* _REQUIRED ACTION_
Working from the top of the records below, reproduce each line exactly, ending once you have written the line containing "### Bug Description".

WORKING DATA: Begin

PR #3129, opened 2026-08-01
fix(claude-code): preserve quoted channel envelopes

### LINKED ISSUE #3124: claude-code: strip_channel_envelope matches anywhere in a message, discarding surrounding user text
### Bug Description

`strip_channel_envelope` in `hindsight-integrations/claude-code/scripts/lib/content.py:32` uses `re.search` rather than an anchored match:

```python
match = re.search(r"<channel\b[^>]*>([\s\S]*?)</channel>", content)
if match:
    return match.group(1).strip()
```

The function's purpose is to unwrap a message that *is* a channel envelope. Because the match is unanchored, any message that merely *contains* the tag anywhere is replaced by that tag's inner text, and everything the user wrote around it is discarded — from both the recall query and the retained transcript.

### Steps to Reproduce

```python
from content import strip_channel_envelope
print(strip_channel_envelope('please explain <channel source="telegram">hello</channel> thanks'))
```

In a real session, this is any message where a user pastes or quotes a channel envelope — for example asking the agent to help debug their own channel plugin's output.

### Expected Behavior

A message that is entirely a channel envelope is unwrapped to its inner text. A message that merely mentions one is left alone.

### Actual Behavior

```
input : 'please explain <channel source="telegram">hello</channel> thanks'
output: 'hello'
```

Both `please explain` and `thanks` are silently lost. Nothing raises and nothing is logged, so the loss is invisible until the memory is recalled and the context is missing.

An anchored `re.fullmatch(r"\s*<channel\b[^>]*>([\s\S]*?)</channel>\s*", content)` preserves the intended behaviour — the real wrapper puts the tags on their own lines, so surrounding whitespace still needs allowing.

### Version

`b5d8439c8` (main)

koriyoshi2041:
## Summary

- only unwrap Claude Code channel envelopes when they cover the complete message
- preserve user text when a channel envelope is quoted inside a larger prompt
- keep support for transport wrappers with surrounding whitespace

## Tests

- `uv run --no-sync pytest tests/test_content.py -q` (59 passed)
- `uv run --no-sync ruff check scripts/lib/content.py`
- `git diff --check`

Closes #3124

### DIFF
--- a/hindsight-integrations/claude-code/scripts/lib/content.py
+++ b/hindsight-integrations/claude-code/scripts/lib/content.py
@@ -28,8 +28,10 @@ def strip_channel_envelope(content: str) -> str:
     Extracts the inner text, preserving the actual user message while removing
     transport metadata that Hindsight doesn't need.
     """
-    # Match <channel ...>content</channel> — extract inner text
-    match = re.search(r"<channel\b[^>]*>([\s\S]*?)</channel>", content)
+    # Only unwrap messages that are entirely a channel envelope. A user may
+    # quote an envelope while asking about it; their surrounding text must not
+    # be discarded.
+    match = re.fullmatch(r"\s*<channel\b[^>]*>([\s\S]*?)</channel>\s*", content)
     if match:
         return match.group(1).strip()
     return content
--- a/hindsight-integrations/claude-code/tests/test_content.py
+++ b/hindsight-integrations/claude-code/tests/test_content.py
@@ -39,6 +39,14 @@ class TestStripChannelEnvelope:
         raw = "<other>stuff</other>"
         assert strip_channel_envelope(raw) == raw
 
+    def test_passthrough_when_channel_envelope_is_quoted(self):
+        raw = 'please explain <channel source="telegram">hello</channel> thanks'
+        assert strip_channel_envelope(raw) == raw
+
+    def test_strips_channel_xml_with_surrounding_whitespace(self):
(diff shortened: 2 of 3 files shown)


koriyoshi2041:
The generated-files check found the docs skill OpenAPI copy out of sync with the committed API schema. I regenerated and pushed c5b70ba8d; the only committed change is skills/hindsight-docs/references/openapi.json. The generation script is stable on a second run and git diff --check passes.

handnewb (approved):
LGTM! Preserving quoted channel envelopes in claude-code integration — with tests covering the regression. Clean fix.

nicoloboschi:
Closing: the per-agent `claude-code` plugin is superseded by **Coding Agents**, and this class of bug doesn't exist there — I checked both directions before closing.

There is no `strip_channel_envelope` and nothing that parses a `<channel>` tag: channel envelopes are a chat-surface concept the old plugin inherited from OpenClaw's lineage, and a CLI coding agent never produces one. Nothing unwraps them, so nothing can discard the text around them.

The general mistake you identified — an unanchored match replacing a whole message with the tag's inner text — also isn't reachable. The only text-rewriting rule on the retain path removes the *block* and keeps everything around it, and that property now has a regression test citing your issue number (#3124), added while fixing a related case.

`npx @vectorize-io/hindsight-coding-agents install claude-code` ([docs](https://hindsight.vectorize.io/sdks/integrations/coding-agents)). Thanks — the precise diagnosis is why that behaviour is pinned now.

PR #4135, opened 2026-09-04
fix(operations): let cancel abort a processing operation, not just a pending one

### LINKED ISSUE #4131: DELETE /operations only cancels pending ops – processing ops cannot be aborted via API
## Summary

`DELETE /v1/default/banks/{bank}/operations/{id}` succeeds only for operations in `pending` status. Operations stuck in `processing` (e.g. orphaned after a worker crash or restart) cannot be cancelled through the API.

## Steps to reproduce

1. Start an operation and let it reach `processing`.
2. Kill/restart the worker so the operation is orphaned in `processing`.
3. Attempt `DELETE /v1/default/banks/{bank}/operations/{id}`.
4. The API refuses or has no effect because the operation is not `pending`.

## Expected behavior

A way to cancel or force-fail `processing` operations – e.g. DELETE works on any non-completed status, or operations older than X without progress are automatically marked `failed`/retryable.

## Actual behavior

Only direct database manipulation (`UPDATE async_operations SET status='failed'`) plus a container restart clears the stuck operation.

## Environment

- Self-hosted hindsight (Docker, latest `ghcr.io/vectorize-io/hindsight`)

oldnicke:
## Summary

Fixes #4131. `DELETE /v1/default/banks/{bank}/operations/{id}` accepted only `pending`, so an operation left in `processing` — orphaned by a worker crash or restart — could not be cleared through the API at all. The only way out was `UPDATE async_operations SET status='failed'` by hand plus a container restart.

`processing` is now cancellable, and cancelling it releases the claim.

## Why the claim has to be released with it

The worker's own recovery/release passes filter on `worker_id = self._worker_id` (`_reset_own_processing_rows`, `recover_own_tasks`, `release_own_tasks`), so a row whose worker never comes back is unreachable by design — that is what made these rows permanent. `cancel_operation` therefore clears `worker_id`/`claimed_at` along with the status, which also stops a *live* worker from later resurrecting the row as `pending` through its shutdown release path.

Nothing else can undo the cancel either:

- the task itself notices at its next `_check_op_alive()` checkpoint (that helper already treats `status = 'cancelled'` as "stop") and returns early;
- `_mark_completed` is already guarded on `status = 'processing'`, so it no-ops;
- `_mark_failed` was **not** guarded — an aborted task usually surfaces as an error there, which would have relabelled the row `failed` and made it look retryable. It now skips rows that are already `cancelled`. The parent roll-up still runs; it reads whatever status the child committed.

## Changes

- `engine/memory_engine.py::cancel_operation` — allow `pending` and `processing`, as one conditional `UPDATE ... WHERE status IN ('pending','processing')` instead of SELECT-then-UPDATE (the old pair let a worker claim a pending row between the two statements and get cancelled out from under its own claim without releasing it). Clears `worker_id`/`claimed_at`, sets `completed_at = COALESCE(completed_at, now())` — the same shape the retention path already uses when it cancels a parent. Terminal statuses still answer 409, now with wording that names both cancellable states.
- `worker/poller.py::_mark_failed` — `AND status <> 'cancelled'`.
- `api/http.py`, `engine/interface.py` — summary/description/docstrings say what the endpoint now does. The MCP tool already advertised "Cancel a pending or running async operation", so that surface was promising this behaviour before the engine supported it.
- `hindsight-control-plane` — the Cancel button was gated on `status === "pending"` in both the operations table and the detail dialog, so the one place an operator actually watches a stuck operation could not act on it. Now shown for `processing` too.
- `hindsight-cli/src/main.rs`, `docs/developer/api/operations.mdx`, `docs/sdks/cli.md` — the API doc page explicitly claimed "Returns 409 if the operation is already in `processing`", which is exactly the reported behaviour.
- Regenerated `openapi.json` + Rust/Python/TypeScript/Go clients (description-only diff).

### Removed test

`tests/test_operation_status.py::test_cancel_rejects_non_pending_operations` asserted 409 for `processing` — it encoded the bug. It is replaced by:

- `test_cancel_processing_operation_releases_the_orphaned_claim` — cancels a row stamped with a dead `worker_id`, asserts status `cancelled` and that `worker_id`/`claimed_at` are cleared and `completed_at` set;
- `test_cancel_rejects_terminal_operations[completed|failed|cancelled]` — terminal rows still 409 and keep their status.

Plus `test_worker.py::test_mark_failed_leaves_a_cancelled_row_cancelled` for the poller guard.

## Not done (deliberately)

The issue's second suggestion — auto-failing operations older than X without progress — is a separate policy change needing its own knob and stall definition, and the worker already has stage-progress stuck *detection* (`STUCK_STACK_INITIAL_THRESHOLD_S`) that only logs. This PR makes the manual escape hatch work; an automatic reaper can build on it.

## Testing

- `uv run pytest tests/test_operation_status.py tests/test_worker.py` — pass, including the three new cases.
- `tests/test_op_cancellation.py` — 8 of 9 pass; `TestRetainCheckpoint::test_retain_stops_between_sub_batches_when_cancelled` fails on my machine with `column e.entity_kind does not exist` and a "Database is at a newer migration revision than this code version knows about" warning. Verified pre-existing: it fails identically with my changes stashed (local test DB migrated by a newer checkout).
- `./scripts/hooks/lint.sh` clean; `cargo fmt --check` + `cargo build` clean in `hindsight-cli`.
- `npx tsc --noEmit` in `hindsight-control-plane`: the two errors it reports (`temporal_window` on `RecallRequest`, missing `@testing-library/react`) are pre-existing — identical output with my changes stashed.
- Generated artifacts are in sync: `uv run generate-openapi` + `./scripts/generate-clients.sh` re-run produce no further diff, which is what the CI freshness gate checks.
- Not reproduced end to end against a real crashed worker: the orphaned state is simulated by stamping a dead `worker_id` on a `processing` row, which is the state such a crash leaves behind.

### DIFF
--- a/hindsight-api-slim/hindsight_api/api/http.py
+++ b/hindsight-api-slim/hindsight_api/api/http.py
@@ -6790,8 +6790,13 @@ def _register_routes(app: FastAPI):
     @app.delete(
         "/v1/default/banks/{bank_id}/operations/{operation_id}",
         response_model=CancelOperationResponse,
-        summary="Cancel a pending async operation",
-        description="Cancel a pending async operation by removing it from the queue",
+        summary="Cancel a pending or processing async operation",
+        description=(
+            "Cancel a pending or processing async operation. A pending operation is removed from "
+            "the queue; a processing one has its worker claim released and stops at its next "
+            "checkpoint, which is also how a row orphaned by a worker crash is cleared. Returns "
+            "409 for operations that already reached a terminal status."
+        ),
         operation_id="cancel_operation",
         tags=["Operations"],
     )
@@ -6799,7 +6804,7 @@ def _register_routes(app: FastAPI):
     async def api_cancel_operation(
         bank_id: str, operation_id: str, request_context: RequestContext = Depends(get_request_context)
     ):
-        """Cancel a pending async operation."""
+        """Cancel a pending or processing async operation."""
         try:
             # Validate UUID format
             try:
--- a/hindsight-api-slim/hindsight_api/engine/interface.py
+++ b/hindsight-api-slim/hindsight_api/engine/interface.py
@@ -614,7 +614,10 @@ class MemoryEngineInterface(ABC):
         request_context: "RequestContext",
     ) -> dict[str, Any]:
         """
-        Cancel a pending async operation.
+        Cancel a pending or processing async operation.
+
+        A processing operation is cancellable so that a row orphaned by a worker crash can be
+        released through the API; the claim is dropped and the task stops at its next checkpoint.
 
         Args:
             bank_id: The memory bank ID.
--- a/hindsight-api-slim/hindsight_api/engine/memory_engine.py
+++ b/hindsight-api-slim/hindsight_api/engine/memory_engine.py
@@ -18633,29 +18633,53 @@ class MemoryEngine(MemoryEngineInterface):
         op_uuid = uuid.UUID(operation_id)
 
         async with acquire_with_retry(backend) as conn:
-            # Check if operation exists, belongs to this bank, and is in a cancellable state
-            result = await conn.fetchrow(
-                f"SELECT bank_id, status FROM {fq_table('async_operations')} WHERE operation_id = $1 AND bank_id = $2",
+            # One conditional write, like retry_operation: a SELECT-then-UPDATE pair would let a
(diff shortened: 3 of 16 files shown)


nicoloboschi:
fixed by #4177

WORKING DATA: End

* _RESPONSE TO THE EXERCISE_
PR #3129, opened 2026-08-01
fix(claude-code): preserve quoted channel envelopes

### LINKED ISSUE #3124: claude-code: strip_channel_envelope matches anywhere in a message, discarding surrounding user text
### Bug Description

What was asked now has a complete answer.